### What is expected
What you give back should be only the lines from the one holding "Add badge for monthly downloads from PyPI" through the final line of the records, each reproduced exactly.

**** Records provided

PR #325, opened 2019-11-04
Add PyPI downloads

ZoranPandovski:
Add badge for monthly downloads from PyPI


George3d6:
In the future please update the version in `__about__.py` for any PR, otherwise we'll get travis errors and it won't be deployed. In this case I'll merge my PR right after this one, so it'll be fine.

********

### Answer space
Add badge for monthly downloads from PyPI


George3d6:
In the future please update the version in `__about__.py` for any PR, otherwise we'll get travis errors and it won't be deployed. In this case I'll merge my PR right after this one, so it'll be fine.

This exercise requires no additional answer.